In the optical encoder of one embodiment, the signal processing unit is
A sum of received light currents based on output signals from the respective light receiving elements of the light receiving element group is used as a reference current, and the output signal is AD converted using the reference current and input to the logic operation unit. .

  According to the optical encoder of this embodiment, the output signal from each of the light receiving elements can be converted to the logic operation unit by converting the output signal from the light receiving element as a pulse signal with little waveform variation. A pulse signal with little waveform variation is obtained as the first to third movement information signals output from the logic operation unit. In general, the current (output signal) obtained from the light receiving element can be in a form close to a sine wave, not a pulse, due to fluctuations or variations in the amount of light.

In the optical encoder of one embodiment, the logical operation unit is
A first logical product circuit that generates a first movement information signal by taking a logical product of an output signal of the first light receiving element and an output signal of the second light receiving element;
A second AND circuit that takes the logical product of the output signal of the third light receiving element and the output signal of the fourth light receiving element to generate the second movement information signal;
A third AND circuit that takes the logical product of the output signal of the fifth light receiving element and the output signal of the sixth light receiving element to generate the third movement information signal;
A logical sum circuit that takes a logical sum of the first movement information signal, the second movement information signal, and the third movement information signal;

  According to the optical encoder of this embodiment, the first to third movement information signals are respectively divided into a period corresponding to one period by the light-on part and the light-off part of the moving body and six minutes of the one period. And the phase is shifted in order by 1/3 period. An output signal having a pulse width corresponding to one-sixth of the one cycle and a cycle of the one-third cycle is obtained from the OR circuit.

  Therefore, according to the output signal of the OR circuit, high-accuracy relative position information can be obtained and output to one signal line, and the first to third movement information signals are sequentially out of phase.

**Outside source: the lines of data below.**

PR #358, opened 2021-02-04
TVB-2859: Fix surface visualizer with region boundaries

adrian-dordea:
remove region boundry box in case of no region mapping present

### DIFF
--- a/framework_tvb/tvb/interfaces/web/templates/jinja2/visualizers/surface/surface_viewer_controls.html
+++ b/framework_tvb/tvb/interfaces/web/templates/jinja2/visualizers/surface/surface_viewer_controls.html
@@ -2,11 +2,7 @@
     <dl>
         {% include 'flow/color_scheme.html' %}
         {% with %}
-            {% if boundaryURL %}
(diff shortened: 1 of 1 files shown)


framework_tvb/tvb/interfaces/web/templates/jinja2/visualizers/surface/surface_viewer_controls.html
```diff
@@ -2,8 +2,12 @@
     <dl>
         {% include 'flow/color_scheme.html' %}
         {% with %}
-            {% set urlRegionBoundaries=True %}
+            {% if boundaryURL %}
+                {% set urlRegionBoundaries=True %}
+            {% else %}
+                {% set urlRegionBoundaries=False %}
+            {% endif %}
```
bvalean, line 9: In this case you can set directly the urlRegionBoundaries=boundaryURL because it will be checked in the brain_toggle_controls.html file

bvalean (changes requested):

popaula937 (approved):

PR #359, opened 2021-02-05
TVB-2442: Replace SQL-Migrate with Alembic

VinczeRobert:


VinczeRobert:
I wrote a few things about alembic here: https://req.thevirtualbrain.org/browse/TVB-2442. Also, we should decide if we want that template file for migration scripts and wether we want to support offline migrations or not.

popaula937 (commented):
Looks good, pls add the alembic dependency in the Dockerfiles and mac_conda_setup.sh, too. Basically, in every environment config file where sqlalchemy-migrate is currently added.

About the automatically generated files, I would vote to keep only the ones we need for the automatic update. I don't think offline migrations are necessary at this point.

popaula937:
Related to this, it would be of great help for us to have an automated test on Jenkins for the migration.

popaula937 (approved):

PR #362, opened 2021-02-09
TVB-2876: Fix integrator choice in PhasePlane

VinczeRobert:
I propose this solution which would work for any select fields that could have '/' in their name. When ui_values is provided, the integrator names that appear in the UI are NOT used to get the VMs from choices, instead we use another dict which does not have names containing '/'.


popaula937 (approved):
I am approving this fix but I believe it reveals a need to further review the behavior of the `SelectField` in a separate task [TVB-2879](https://req.thevirtualbrain.org/browse/TVB-2879).
Pls rebase this.

PR #364, opened 2021-02-11
TVB-2875: Define a Jenkins job to test migration from 1.5.8

VinczeRobert:


tvb_build/docker/Dockerfile-migrate
```diff
@@ -0,0 +1,4 @@
+FROM tvb-run
```
bvalean, line 1: Do you want to use the **thevirtualbrain/tvb-run** image?

VinczeRobert: Yes

bvalean: Then you have to use full image name thevirtualbrain/tvb-run

tvb_build/Jenkinsfile-Migrate
```diff
@@ -0,0 +1,39 @@
...
+                }
+            }
+            steps {
+                sh '''#!/bin/bash
+                    source activate tvb-run
+                    cd tvb_build
+                    bash install_full_tvb.sh
+                    cd ..
+                    python -m tvb.config.init.migrated_files_counter
+                    xCopy /home/tvb_user/TVB_STORAGE/logs . /E/I
```
popaula937, line 22: maybe use `cp -R` command for the copy step

tvb_build/docker/Dockerfile-migrate
popaula937: The image is currently built on Robert's local machine, not on Jenkins. As a next step, we will try to build it on Jenkins and use the existing thevirtualbrain/tvb-run, but then we will need to keep the generated project in a central place.

popaula937 (approved):

PR #369, opened 2021-02-23
TVB-2881: Solved issue which appears when removing a PSE simulation.

VinczeRobert:
I removed that recursive call because there is no need for it. The way our code is built, one operation which is part of a group is enough to delete all datatypes and operations from the respective datatype groups and operation groups.

### DIFF
--- a/framework_tvb/tvb/core/services/operation_service.py
+++ b/framework_tvb/tvb/core/services/operation_service.py
@@ -1,7 +1,7 @@
 # -*- coding: utf-8 -*-
 #
 #
-# TheVirtualBrain-Framework Package. This package holds all Data Management, and 
+# TheVirtualBrain-Framework Package. This package holds all Data Management, and
 # Web-UI helpful to run brain-simulations. To use it, you also need do download
 # TheVirtualBrain-Scientific Package (for simulators). See content of the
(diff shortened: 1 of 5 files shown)


framework_tvb/tvb/core/services/operation_service.py
```diff
@@ -540,17 +540,15 @@ def stop_operation(operation_id, is_group=False, remove_after_stop=False):
...
-            for operation in operations_in_group:
-                result = OperationService.stop_operation(operation.id, False, remove_after_stop) or result
-        else:
-            result = BackendClientFactory.stop_operation(operation_id)
-            if remove_after_stop:
-                burst_config = dao.get_burst_for_direct_operation_id(operation_id)
-                ProjectService().remove_operation(operation_id)
-                if burst_config is not None:
-                    result = dao.remove_entity(BurstConfiguration, burst_config.id) or result
+            operation_id = operations_in_group[0].id
```
popaula937, line 546: In `ProjectService` you can add a method: `get_first_operation_in_group(op_group)` and inside it do: `dao.get_operations_in_group(operation_group.id, only_first_operation=True)`.

popaula937 (approved):

popaula937 (commented):
What happens in case the PSE is still running and you want to cancel it?

PR #373, opened 2021-03-02
TVB-2714 Fix windows docker tests

bvalean:


VinczeRobert:
The reason why those (22 I think) tests didn't work is the export method in simulation. When you call it from the tests, there is a buffered reader that remains opened and that's why the files in the EXPORT_TMP folder are "used by another process". When you call the export method through the UI, the same problem does not appear, you can delete the files after exporting has finished. In conclusion, I manually chose closed those readers and now every test is passing on my machine.

popaula937 (approved):
All tests are now passing on Windows, too. @bvalean will update the Jenkinsfile before merging, but the rest look good from my side.

PR #375, opened 2021-03-08
TVB-2901: Solve problems during sprint end testing

VinczeRobert:


framework_tvb/tvb/core/services/simulator_service.py
```diff
@@ -63,7 +64,7 @@ def __init__(self):
     @staticmethod
     def _reset_model(session_stored_simulator, form):
         session_stored_simulator.model = type(session_stored_simulator.model)()
-        vi_indexes = form.determine_indexes_for_chosen_vars_of_interest(session_stored_simulator)
+        vi_indexes = MonitorForm.determine_indexes_for_chosen_vars_of_interest(session_stored_simulator)
```
popaula937, line 67: The `form` argument does not seem to be necessary now

liadomide: True, but now we have an undesired import from adapters in core. Can't we do it differently?

VinczeRobert: I will try a different way then.

popaula937: Right, missed that. 
Looking better at these methods, they don't seem to belong under the `Monitor`.
How about moving them under `SimulatorAdapterModel` which is in `core`?

popaula937: Then you would have: session_stored_simulator.determine_indexes_for_chosen_vars_of_interest(..)

VinczeRobert: I didn't read your comment before doing in another way, I think this one is maybe better. I thought about putting it in the SimulatorAdapterModel class but I don't really see methods on the ViewModel classes so I thought not to do that.

popaula937: But this is still an import from adapters to the core and we are trying to avoid that

VinczeRobert: Oh yeah, that method is in adapters too... I will put it on the ViewModel then, don't have any other ideas.

popaula937 (approved):

PR #376, opened 2021-03-08
TVB-2685 Update licenses

bvalean:


popaula937 (approved):
The new licenses seem compatible. 
For sure the cfflib is not a direct dependency for TVB anymore, so it could be removed from packages_accepted and also from our Dockerfiles. Not sure whether it could be an indirect dependency though.

@bvalean please prepare the PR for merge. I believe there is a change to be done in a Dockerfile.

PR #378, opened 2021-03-09
TVB-2901: Assign another connectivity (if possible and if needed) at sim importing 

VinczeRobert:
This could be generalized for the other datatypes as well.


VinczeRobert:
We decided to solve this problem in a whole different way (see PR #379), so I will close this one.

PR #380, opened 2021-03-16
HBP-145 Use multiple encryption keys

bvalean:


popaula937 (commented):
Looks good, the only problem I see is related to extensibility. 
If we want to add more keys and we already have 21 projects: project 21 has been already encrypted with key1 at the moment we had only 20 keys. 
If we add another 10 keys, at decryption time, for project 21, key21 is chosen for decryption, and the decryption will not work.

popaula937 (approved):

PR #388, opened 2021-03-24
TVB-2911: Implement a BIDS importer

VinczeRobert:
So far I have extended the script written by Bogdan which was importing each connectivity. Now it also imports the FC.mat as a CorrelationCoefficients and HRF.csv file as a TS (with a good amound of hardcoding).

We need to store metadata in a JSON file and probably other files as well. For example in the HRF.csv file I suppose we only have the array_data matrix, but we also need a time matrix, so maybe another .csv file?


VinczeRobert:
I accidentally closed this PR while trying to move my commit from master to this branch, but it seems I cannot reopen it...

popaula937:
Taken care of by PR #412

PR #626, opened 2026-03-22
Add --dry-run flag for validating input without running simulation

SIRILEKKALA:
## Summary

This PR introduces a new `--dry-run` CLI flag that allows users to validate input files without executing a full simulation.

By storing the order of the first to third movement information signals in a memory or the like, the movement direction of the moving body can always be detected.

In the optical encoder of one embodiment, the signal processing unit is
A circuit unit for making the pulse voltage values of the first, second, and third movement information signals different from each other;

  According to the optical encoder of this embodiment, the first, second, and third movement information signals can be easily discriminated, and in the subsequent stage, a single signal is obtained by ORing the movement information signals. In addition, the moving direction of the moving body can be easily detected from the signal of this one system.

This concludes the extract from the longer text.